## WHAT YOU SHOULD DO
Could you reproduce every record below exactly as it stands?

## Stored data
PR #2894, opened 2020-03-04
Remove CUSTOM_PROJECT_MANIPULATOR_PARAMETERS, endpoint returns JSON e…

dominikbrazdil:
…xcept of String

### Checklist:

### DIFF
--- a/dto/src/main/java/org/jboss/pnc/dto/response/AlignmentParameters.java
+++ b/dto/src/main/java/org/jboss/pnc/dto/response/AlignmentParameters.java
@@ -1,0 +1,43 @@
+/**
+ * JBoss, Home of Professional Open Source.
+ * Copyright 2014-2019 Red Hat, Inc., and individual contributors
+ * as indicated by the @author tags.
+ *
+ * Licensed under the Apache License, Version 2.0 (the "License");
+ * you may not use this file except in compliance with the License.
+ * You may obtain a copy of the License at
+ *
+ * http://www.apache.org/licenses/LICENSE-2.0
+ *
+ * Unless required by applicable law or agreed to in writing, software
+ * distributed under the License is distributed on an "AS IS" BASIS,
+ * WITHOUT WARRANTIES OR CONDITIONS OF ANY KIND, either express or implied.
+ * See the License for the specific language governing permissions and
+ * limitations under the License.
+ */
+package org.jboss.pnc.dto.response;
+
+import com.fasterxml.jackson.databind.annotation.JsonDeserialize;
+import com.fasterxml.jackson.databind.annotation.JsonPOJOBuilder;
+import lombok.AllArgsConstructor;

## SOLUTION FOR THIS EXERCISE
PR #2894, opened 2020-03-04
Remove CUSTOM_PROJECT_MANIPULATOR_PARAMETERS, endpoint returns JSON e…

dominikbrazdil:
…xcept of String

### Checklist:

### DIFF
--- a/dto/src/main/java/org/jboss/pnc/dto/response/AlignmentParameters.java
+++ b/dto/src/main/java/org/jboss/pnc/dto/response/AlignmentParameters.java
@@ -1,0 +1,43 @@
+/**
+ * JBoss, Home of Professional Open Source.
+ * Copyright 2014-2019 Red Hat, Inc., and individual contributors
+ * as indicated by the @author tags.
+ *
+ * Licensed under the Apache License, Version 2.0 (the "License");
+ * you may not use this file except in compliance with the License.
+ * You may obtain a copy of the License at
+ *
+ * http://www.apache.org/licenses/LICENSE-2.0
+ *
+ * Unless required by applicable law or agreed to in writing, software
+ * distributed under the License is distributed on an "AS IS" BASIS,
+ * WITHOUT WARRANTIES OR CONDITIONS OF ANY KIND, either express or implied.
+ * See the License for the specific language governing permissions and
+ * limitations under the License.
+ */
+package org.jboss.pnc.dto.response;
+
+import com.fasterxml.jackson.databind.annotation.JsonDeserialize;
+import com.fasterxml.jackson.databind.annotation.JsonPOJOBuilder;
+import lombok.AllArgsConstructor;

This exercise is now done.